■ Source data ■
PR #506, opened 2021-03-12
Shorten registry intro and improve statements about Patent Policy

frivoal:
***
<a href="https://pr-preview.s3.amazonaws.com/frivoal/w3process/pull/506.html" title="Last updated on Mar 15, 2021, 11:14 AM UTC (2dcd764)">Preview</a> | <a href="https://pr-preview.s3.amazonaws.com/w3c/w3process/506/a32b070...frivoal:2dcd764.html" title="Last updated on Mar 15, 2021, 11:14 AM UTC (2dcd764)">Diff</a>

### DIFF
--- a/index.bs
+++ b/index.bs
@@ -2292,7 +2292,7 @@ W3C Technical Reports</h3>
 			These are typically published in a separate [=registry report=],
 			although they can also be directly embedded in [=Recommendation Track=] documents
 			as a [=registry section=].
-			Establishing a [=registry=] requires [=wide review=] and [=consensus=],
+			[=registry definition|Defining a registry=] requires [=wide review=] and [=consensus=],
 			but once set up, changes to registry entries are lightweight
 			and can even be done without a [=Working Group=].
 			See [[#registries]] for details.
--- a/index.bs
+++ b/index.bs
@@ -2287,16 +2287,13 @@ W3C Technical Reports</h3>
 
 		<dt>Registries
 		<dd>
-			[=Working Groups=] can also publish registries
-			in order to document collections of values or other data
-			that have no normative implementation requirements.
-			Registries are generally companion to [=Recommendation Track=] documents
-			which contain the related normative requirements,
-			and are typically published in a separate [=registry report=],
-			although they can also be directly embedded in [=Recommendation Track=] documents.
-			The registry track requires [=wide review=] and [=consensus=]
-			on what the registry will contain and how it will be managed.
-			Once set up, changes to registry entries are lightweight
+			[=Working Groups=] can also publish [=registries=]
+			in order to document collections of values or other data.
+			These are typically published in a separate [=registry report=],
+			although they can also be directly embedded in [=Recommendation Track=] documents
+			as a [=registry section=].
+			Establishing a [=registry=] requires [=wide review=] and [=consensus=],
+			but once set up, changes to registry entries are lightweight
 			and can even be done without a [=Working Group=].
 			See [[#registries]] for details.
 	</dl>
@@ -4064,6 +4061,9 @@ Publishing Registries</h4>
 	is purely documentational,
 	is not subject to the W3C Patent Policy,
 	and <em class=rfc2119>must not</em> contain any requirements on implementations.
+	For the purposes of the Patent Policy [[PATENT-POLICY]],
+	any [=registry section=] in a [=Recommendation track=] document
+	is not a normative portion of that specification.
 
 	The [=registry report=] or [=registry section=] <em class=rfc2119>must</em>:
 	<ul>
@@ -4116,8 +4116,8 @@ Publishing Registries</h4>
 
 	<ul>
 		<li>
-			Since [=Registry Reports=] are not subject to the [[PATENT-POLICY]],
-			none of their publications correspond,
+			[=Registry reports=] are not subject to the [[PATENT-POLICY]],
+			and therefore none of their publications correspond,
 			to [=First Public Working Draft=],
 			[=Working Draft=],
 			or [=Patent Review Draft=]


index.bs
```diff
@@ -2287,16 +2287,13 @@ W3C Technical Reports</h3>
...
-			The registry track requires [=wide review=] and [=consensus=]
-			on what the registry will contain and how it will be managed.
-			Once set up, changes to registry entries are lightweight
+			[=Working Groups=] can also publish [=registries=]
+			in order to document collections of values or other data.
+			These are typically published in a separate [=registry report=],
+			although they can also be directly embedded in [=Recommendation Track=] documents
+			as a [=registry section=].
+			Establishing a [=registry=] requires [=wide review=] and [=consensus=],
+			but once set up, changes to registry entries are lightweight
```
nigelmegitt, line 2296: The phrase "Establishing a registry" is doing a lot of work here: it would be helpful to clarify that establishing a Registry means creating a registry definition, and that the registry entries are conceptually distinct.

index.bs
```diff
@@ -4064,6 +4061,9 @@ Publishing Registries</h4>
 	is purely documentational,
 	is not subject to the W3C Patent Policy,
 	and <em class=rfc2119>must not</em> contain any requirements on implementations.
+	For the purposes of the Patent Policy [[PATENT-POLICY]],
+	any [=registry section=] in a [=Recommendation track=] document
+	is not a normative portion of that specification.
```
nigelmegitt, line 4066: Would be good to clarify if this applies to the registry definition or only the registry entries. Seems to me that the registry definition is essentially a data model + a process, and potentially that _could_ somehow be subject to the patent policy, at least theoretically?

index.bs
fantasai: Hmmm, maybe we should use "defining" instead of "establishing" and then link it to the registry definition term?

index.bs
```diff
@@ -2287,16 +2287,13 @@ W3C Technical Reports</h3>
...
-			although they can also be directly embedded in [=Recommendation Track=] documents.
-			The registry track requires [=wide review=] and [=consensus=]
-			on what the registry will contain and how it will be managed.
-			Once set up, changes to registry entries are lightweight
+			[=Working Groups=] can also publish [=registries=]
+			in order to document collections of values or other data.
+			These are typically published in a separate [=registry report=],
+			although they can also be directly embedded in [=Recommendation Track=] documents
+			as a [=registry section=].
+			Establishing a [=registry=] requires [=wide review=] and [=consensus=],
```
fantasai, line 2295:
```suggestion
			[=registry definition|Defining a registry=] requires [=wide review=] and [=consensus=],
```

index.bs
fantasai: If that's possible, then we'll need to do it on the Recommendation Track. The Patent Policy only applies to the Rec Track...

index.bs
nigelmegitt: That would be a good improvement.

frivoal: Done in 2dcd7648be90254db1895e0a19a561f5c89bee3d

index.bs
dwsinger: This is where life gets complicated. The registry definition part of the registry section is (though I doubt it matters); the registry tables are not. (But that should be clear from the fact that the section contains no normative requirements and there are no expressed normative requirements about its content).

index.bs
```diff
@@ -4116,8 +4116,8 @@ Publishing Registries</h4>
 
 	<ul>
 		<li>
-			Since [=Registry Reports=] are not subject to the [[PATENT-POLICY]],
-			none of their publications correspond,
+			[=Registry reports=] are not subject to the [[PATENT-POLICY]],
+			and therefore none of their publications correspond,
```
dwsinger, line 4120: A Registry definition is a normal subject-to-AC-and-PP recommendation, no?

fantasai: No, only documents on the Recommendation Track are subject to the Patent Policy (per the Patent Policy)... if we want to have the registry definition subject to the Patent Policy, it's going to have to be on the REC track. (We can make special rules about skipping CR, but it can't be on a separate track.)

fantasai: (We probably need to get PSIG review on whether registry definitions should or should not be subject to the Patent Policy, but in any case, if they need to be then they need to be on the REC track, and if they do not need to be, then it's better for them to not be on the REC track.)

index.bs
fantasai: We probably need to get PSIG review on whether registry definitions should or should not be subject to the Patent Policy, but in any case, if they need to be then they need to be on the REC track, and if they do not need to be, then it's better for them to not be on the REC track. The Patent Policy only applies to documents on the REC track.

fantasai: https://www.w3.org/Consortium/Patent-Policy-20200915/#sec-Licensing

frivoal: That said, I think we should be clear about what that would do: if the definitions of the registry get to be on the REC track and to be covered by the Patent Policy, what would be protected is implementing the definitions: in other words, *creating and operating the registry tables*. This would do nothing for software implementations of whatever is described in the registry tables. Are we actually concerned that we'd design a registry so that editing it and publishing it could be a violation of someone's patents, and that someone could attempt to sue the W3C for our editorial practices for that registry? That seems far-fetched to me.

nigelmegitt: > Are we actually concerned that we'd design a registry so that editing it and publishing it could be a violation of someone's patents, and that someone could attempt to sue the W3C for our editorial practices for that registry? That seems far-fetched to me.

Me too, and yet, I'm willing to bet that someone somewhere has tried such a trick, or may do in the future (call me a cynic!). Maybe we could sidestep this and avoid potential unnecessary complexity if someone is able to document publicly (maybe in the guide, or some other technical report) typical and useful existing registry patterns that are known to be patent-free.

frivoal: Maybe I'm just underinformed, but I am not aware of any standards organization ever being sued because the way they develop documents infringes on someone's patent, nor of any standards organization having some form of patent protection against that. Unlike patent protection for implementations of specifications, which is very valuable, this seems to me to be a theoretical exercise of very limited interest.

index.bs
dwsinger: When I suggested this division (referencing spec., definition, tables) I had the first two on the Rec. Track. The argument that definitions don't need a CR phase for implementation caused the design of the separate track. I don't think we discussed whether that should mean taking it off the Patent Policy as well. I need to think, and the question needs visibility.

frivoal:
Merging, with the chair's approval. The discussion in the comment threads starting at https://github.com/w3c/w3process/pull/506#pullrequestreview-612744915 and https://github.com/w3c/w3process/pull/506#pullrequestreview-610643600 remain valid, but what they're discussing exists prior to this editorial pull request, which merely made the question more obvious.

Issue #511, opened 2021-03-15
Define minutes


fantasai:
We have some requirements applying to the minutes of meetings, e.g. in
  https://www.w3.org/2020/Process-20200915/#GeneralMeetings
and in the new tooling requirements
  https://www.w3.org/wiki/W3C_Tooling_Policy

But we don't actually define what the minutes are or that they need to exist. Seems like such a definition would be helpful both for these sections to be able to reference, but also to help distinguish them from the transcripts being addressed by https://github.com/w3c/w3process/issues/334

PR #512, opened 2021-03-15
Define minutes

frivoal:
See #511

***
<a href="https://pr-preview.s3.amazonaws.com/frivoal/w3process/pull/512.html" title="Last updated on Mar 24, 2021, 3:20 PM UTC (4d1475c)">Preview</a> | <a href="https://pr-preview.s3.amazonaws.com/w3c/w3process/512/e37ef1a...frivoal:4d1475c.html" title="Last updated on Mar 24, 2021, 3:20 PM UTC (4d1475c)">Diff</a>

### DIFF
--- a/index.bs
+++ b/index.bs
@@ -1152,7 +1152,7 @@ Meeting Scheduling and Announcements</h4>
 			<td><span class="time-interval">three days</span>
 			<td><span class="time-interval">24 hours</span>
 		<tr>
-			<th scope=row>Minutes available (after)
+			<th scope=row>[=Minutes=] available (after)
 			<td><span class="time-interval">two weeks</span>
 			<td><span class="time-interval">48 hours</span>
 	</table>
@@ -1162,6 +1162,16 @@ Meeting Scheduling and Announcements</h4>
 	about the date and location of a meeting.
 	Shorter notice for a meeting is allowed
 	provided that there are no objections from group participants.
+
+<h4 id="meeting-minutes">
+Meeting Minutes</h4>
+
+	Groups are expected to take and retain <dfn>minutes</dfn> of their meetings,
+	and <em class="rfc2119">must</em> record in particular
+	any official [=group decisions=] made during the meeting discussions.
+	Precise details of the discussion leading to such decisions
+	is recommended, but not required
+	provided that the rationale for the [=group decision=] is nonetheless clear.
 
 <h4 id="meeting-recording">
 Meeting Recordings and Transcripts</h4>
@@ -1368,7 +1378,7 @@ Votes</h3>
 	through technical discussion and compromise have failed,
 	and that a vote is necessary to break a deadlock.
 	In this case the [=Chair=] <em class="rfc2119">must</em> record
-	(e.g., in the minutes of the meeting or in an archived email message):
+	(e.g., in the [=minutes=] of the meeting or in an archived email message):
 
 	<ul>
 		<li>
@@ -1686,7 +1696,7 @@ Requirements for All Working and Interest Groups</h3>
 
 	Each group <em class="rfc2119">must</em> have an archived mailing list
 	for formal group communication
-	(e.g., for meeting announcements and minutes,
+	(e.g., for meeting announcements and [=minutes=],
 	documentation of decisions,
 	and [=Formal Objections=] to decisions).
 	It is the responsibility of the [=Chair=] and [=Team Contact=]
@@ -4465,7 +4475,7 @@ Workshops and Symposia</h2>
 	The Call for Participation in a Workshop or Symposium
 	<em class="rfc2119">may</em> indicate participation requirements or limits,
 	and expected deliverables
-	(e.g., reports and minutes).
+	(e.g., reports and [=minutes=]).
 	Organization of an event does not guarantee
 	further investment by W3C in a particular topic,
 	but <em class="rfc2119">may</em> lead to proposals for new activities or groups.
--- a/index.bs
+++ b/index.bs
@@ -1169,8 +1169,7 @@ Meeting Minutes</h4>
 	Groups <em class=rfc2119>should</em> take and retain <dfn>minutes</dfn> of their meetings,
 	and <em class="rfc2119">must</em> record
 	any official [=group decisions=] made during the meeting discussions.
-	Precise details of the discussion leading to such decisions
-	is recommended, but not required
+	Details of the discussion leading to such decisions are not required,
 	provided that the rationale for the [=group decision=] is nonetheless clear.
 
 <h4 id="meeting-recording">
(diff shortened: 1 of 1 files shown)


jeffjaffe:
By making it a MUST to record decisions, does it imply that any decisions that are not recorded - in fact are not **decisions** (and hence may not be implemented, may not be objected to, etc.)?

nigelmegitt:
Another possible gap: is it required that when decisions are recorded, they are explicitly identified in the minutes as decisions? For example:

1. Informal style:

```
group: [some discussion of a potential change]
[chair]: Ok let's go ahead and make that change.
```

2. Formal style:

```
group: [discussion of a change]
PROPOSAL: Change X to Y
[chair]: Any objections to the proposal?
group: No objections
[chair]: We have consensus: this is a group decision.
RESOLUTION: Change X to Y
```

My reading of the current proposed wording is that either would be acceptable. I'm not sure if that's reasonable though. What's the worst that could happen with the informal style? Someone casually reviewing the minutes misses the discussion, or misunderstands what the decision actually was, and then later there is pain, distress and expense when an objection to the decision is raised some time after the group's decision review period has ended, and maybe only on transition to a higher maturity level of a technical report. Not sure if this is bad enough to require any degree of formality though.

index.bs
```diff
@@ -1163,6 +1163,16 @@ Meeting Scheduling and Announcements</h4>
...
 
+<h4 id="meeting-minutes">
+Meeting Minutes</h4>
+
+	Groups are expected to take and retain <dfn>minutes</dfn> of their meetings,
+	and <em class="rfc2119">must</em> record in particular
+	any official [=group decisions=] made during the meeting discussions.
+	Precise details of the discussion leading to such decisions
+	is recommended, but not required
+	provided that the rationale for the [=group decision=] is nonetheless clear.
```
dwsinger, line 1174: provided that the rationale, and consensus of support, for the …

index.bs
```diff
@@ -1163,6 +1163,16 @@ Meeting Scheduling and Announcements</h4>
 	Shorter notice for a meeting is allowed
 	provided that there are no objections from group participants.
 
+<h4 id="meeting-minutes">
+Meeting Minutes</h4>
+
+	Groups are expected to take and retain <dfn>minutes</dfn> of their meetings,
```
chaals, line 1169: s|are expected to|<em class="rfc2119">should</em>|

index.bs
```diff
@@ -1163,6 +1163,16 @@ Meeting Scheduling and Announcements</h4>
...
+	and <em class="rfc2119">must</em> record in particular
```
chaals, line 1170: s/in particular//

chaals:
@jeffjaffe 

> By making it a MUST to record decisions, does it imply that any decisions that are not recorded - in fact are not decisions

That seems to be the logical conclusion, and I think that is a positive thing. It should be noted in the chapter on decisions, as well.

chaals:
@nigelmegitt 

>  is it required that when decisions are recorded, they are explicitly identified in the minutes

I agree that we can leave this unspecified, but that if we do the outcome will indeed be that groups where there is disagreement on issues eventually learn that it is helpful to have explicit documentation.

frivoal:
@jeffjaffe If a consensus falls in a forest and no one is around to record it, does it make a decision?

index.bs
fantasai: It's not a [=group decision=] if there wasn't consensus backing as determined by the chair (or a vote, or ...; there's an entire section on [decisions when there's no consensus](https://www.w3.org/Consortium/Process/Drafts/#managing-dissent)), so I would rather not include anything about consensus here. If a group just wants to take minutes as a list of 

RESOLVED: thing decided
RATIONALE: why we did it
RESOLVED: other thing decided
RATIONALE: why we did it

That should be acceptable. (Might even be more understandable than the transcription style for groups who tend to have very sparse transcribing.)

fantasai:
A decision is defined to exist when the chair as assessed the consensus of the group (or the results of a vote), and its definition doesn't hinge on the existence of minutes: https://w3c.github.io/w3process/#decisions

That said, it's pretty impractical to use unrecorded decisions as the basis for any formal steps in the Process, as we generally ask for a link to the record of the decision...

nigelmegitt:
> That said, it's pretty impractical to use unrecorded decisions as the basis for any formal steps in the Process, as we generally ask for a link to the record of the decision...

Worth comparing with §3.3.4, which says, in the context of reopening decisions:
> The Chair should record that a decision has been reopened, and must do so upon request from a group participant.

So it would make sense to have symmetry for when decisions are made in the first place, e.g.:
> The Chair should record a decision, and must do so upon request from a group participant.


it also sounds like a Note would be useful along the lines of:
> Note: Some steps defined in the Process require that Decisions are recorded, such as advancement of Recommendation track specifications.

index.bs
dwsinger: OK. I suppose that we can leave to the group/chair the evidence that consensus was measured somehow.

index.bs
```diff
@@ -1163,6 +1163,16 @@ Meeting Scheduling and Announcements</h4>
...
+	any official [=group decisions=] made during the meeting discussions.
+	Precise details of the discussion leading to such decisions
```
wseltzer, line 1172: Remove "Precised details".

frivoal: Do you mean to suggest removing the word "precise" only? Removing both words would make the sentence ungrammatical.

dwsinger: 'records of the discussion…'

index.bs
```diff
@@ -1163,6 +1163,16 @@ Meeting Scheduling and Announcements</h4>
...
 	provided that there are no objections from group participants.
 
+<h4 id="meeting-minutes">
+Meeting Minutes</h4>
+
+	Groups <em class=rfc2119>should</em> take and retain <dfn>minutes</dfn> of their meetings,
+	and <em class="rfc2119">must</em> record
+	any official [=group decisions=] made during the meeting discussions.
+	Precise details of the discussion leading to such decisions
+	is recommended, but not required
```
TallTed, line 1173:
```suggestion
	Relevant details of the discussion leading to such decisions
	(a/k/a resolutions) is recommended, but not required.
```

frivoal:
@wseltzer We've reworded the sentence you didn't like. Is now reads:

> Details of the discussion leading to such decisions are not required, provided that the rationale for the is nonetheless clear.

Is this acceptable?

chaals:
@frivoal quoted

> provided that the rationale for the is nonetheless clear.

s/for the// otherwise the sentence is grammatically broken.

frivoal:
> s/for the// otherwise the sentence is grammatically broken.

Sorry, that was a failure to escape a bit of markup.

It's supposed to read:
> …provided that the rationale for the group decision is nonetheless clear…

frivoal:
Given that we had conceptual agreement on this during the call, and the blocker was Wendy's concern with wording, which has now been resolved, I'm taking the liberty to merge this, in the interest of no overloading the next call with minor things.

Notice to the chair: @dwsinger, if you think this was overstepping as an editor, feel free to schedule it for discussion.

Issue #505, opened 2021-03-11
Define a role of "Alternate AC Rep" & enable them to perform AC duties when necessary


hober:
Each Member organization has one AC Rep. That rep is the only person who can do a number of things, including voting on AC ballots & joining / leaving groups. But AC Reps, like any other W3C participants, go on vacation, take sick days, and are otherwise periodically unavailable for work-related tasks.

It would be fairer to AC Reps if they could each have a designated alternate or substitute for such times, so that they don't have to file ballots etc. while not at work.

(A sufficiently motivated Member organization could simulate this currently by temporarily changing AC Reps to the alternate every time the normal AC Rep is out, but that requires a level of coordination amongst the two of them and the W3C Team that seems far too heavyweight and cumbersome.)

hober:
Filed this after a conversation with @tantek and @dwsinger on this topic.

TzviyaSiegman:
This is a great idea

dwsinger:
I have such residual guilt feelings from when I took vacation and didn't alert my colleagues to ballots in a timely fashion, and wasn't able/willing to respond to them from the beach.

cwilso:
Strong, STRONG +1 on this idea.  I was just discussing the same thing with someone internally this week.

cwilso:
It seems, though, like this should be able to be handled at the sysops level - swapping out or enabling a backup responder - rather than having to detail it in the Process?

dwsinger:
I think that the ideal would be that an alternate is permanent, and that either the AC Rep or alternate can act on any ballot. Whether the balloting system can handle that I do not know. I wondered if it was a process change, or just practice, but the process doesn't mention any idea of alternative AC Voters.

jeffjaffe:
I support having this capability.  Anything that helps and simplifies engagement is good, and this is a terrific example.

We need to work out the details of the empowerment and then, as David says, the complexity of implementation.  Here are some example details.

- In terms of designating and empowering the backup AC rep, I assume that the primary AC rep has the authority to empower when they go on leave, and end the empowerment when they come back.
- Do both the primary and backup have posting privileges in ac-forum  (I assume yes, Section 2.1.3.1 already empowers an AC rep to request an additional person to be on ac-forum)?
- Do both primary and backup have permission to attend the semi-annual AC meeting?
[...]

PR #524, opened 2021-04-30
Alternate AC Rep

wseltzer:
Address issue #505 Based on [text proposal](https://github.com/w3c/w3process/issues/505#issuecomment-797266570) from @fantasai

(Additional parenthetical mine; may be unecessary detail.)

***
<a href="https://pr-preview.s3.amazonaws.com/w3c/w3process/pull/524.html" title="Last updated on Apr 30, 2021, 1:53 PM UTC (a49f6df)">Preview</a> | <a href="https://pr-preview.s3.amazonaws.com/w3c/w3process/524/ea8220a...a49f6df.html" title="Last updated on Apr 30, 2021, 1:53 PM UTC (a49f6df)">Diff</a>

### DIFF
--- a/index.bs
+++ b/index.bs
@@ -418,6 +418,8 @@ Advisory Committee (AC)</h4>
 	by disclosing information according to the mechanisms described in the New Member Orientation.
 	See also the additional roles of [=Advisory Committee representatives=]
 	described in the W3C Patent Policy [[PATENT-POLICY]].
+	
+	The AC representative may delegate any of their rights and responsibilities to an alternate (except the ability to designate an alternate).
 
 	Additional information for Members is available at the <a href="https://www.w3.org/Member/">Member Web site</a> [[MEMBER-HP]].
 


tantek (changes requested):
This is a good start (including the parenthetical), however IMO this is insufficient to capture the needs of this issue. The "may delegate" implies an ephemeral act, and the "any of their rights" etc. implies the need for specific enumeration. Neither of these is desirable.

The need here is to designate an explicitly ongoing alternate, that persists in parallel with the "primary" AC rep, as in all the same abilities to be on the same lists, receive all the same notifications, answer all the same forms etc. with the presumption that any "conflict" between primary & alternate would be up to the primary to resolve (not W3C or any systems thereof) if necessary by un-designating the alternate. The key here is for the alternate to be fully empowered to receive all comms and act as the AC rep, so that if the primary is incapacitated or otherwise unavailable for any reason (unexpected or planned like a vacation), the member's AC participation is expected to continue without interruption.

dwsinger:
I think this is probably ok as the formal process text. However, I am mighty curious to know the details, and that might inform us whether any other process text is needed.

wseltzer:
@tantek, that's the idea for implementation -- the designation sticks until changed, and includes all rights without enumeration.  What do you think needs to be added or changed in Process text?

dwsinger:
Agenda+ to decide if it lands in P2021

wseltzer:
Proposed implementation: 
An organization's AC Rep may designate an Alternate AC Rep, which designation persists until the AC Rep changes or revokes it. Any other action the AC Rep is entitled to take (e.g. responding to AC reviews, voting in elections, joining a group, approving participation requests) may be completed by the AC Rep or Alternate, and binds the organization to the same extent as if the AC Rep had acted. In the event of multiple responses to a request for organizational input, the last response before deadline controls. (Ideally, a shared dashboard helps them coordinate.)

Alternates receive the same email notifications and list subscriptions as AC Reps, and may attend meetings and calls. All participants are asked to ensure that people know "with which hat" they are speaking when commenting, and to avoid overwhelming message frequency.

Questions on the implementation: 
* Should the number of alternates be a maximum of 1? 
* Should alternates and AC Reps both be able to speak on ac-forum, or only one in a given timeframe?
* Should team communicate by default with both AC Rep and Alternate when reaching out to a member?

dwsinger:
General discussion is in #505 thanks

tagawa:
Just to clarify, would designating an alternate AC rep mean both people could perform AC duties simulatenously, or would the original AC rep lose that ability until the alternate designation is revoked? In other words, would they work as a team or pass the baton?

wseltzer:
@tagawa see the proposed implementation in the issue discussion  #505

■ Required action ■
The lines that mention the word "joining" should be pulled from the records above.

■ Solution to the problem ■
Each Member organization has one AC Rep. That rep is the only person who can do a number of things, including voting on AC ballots & joining / leaving groups. But AC Reps, like any other W3C participants, go on vacation, take sick days, and are otherwise periodically unavailable for work-related tasks.
An organization's AC Rep may designate an Alternate AC Rep, which designation persists until the AC Rep changes or revokes it. Any other action the AC Rep is entitled to take (e.g. responding to AC reviews, voting in elections, joining a group, approving participation requests) may be completed by the AC Rep or Alternate, and binds the organization to the same extent as if the AC Rep had acted. In the event of multiple responses to a request for organizational input, the last response before deadline controls. (Ideally, a shared dashboard helps them coordinate.)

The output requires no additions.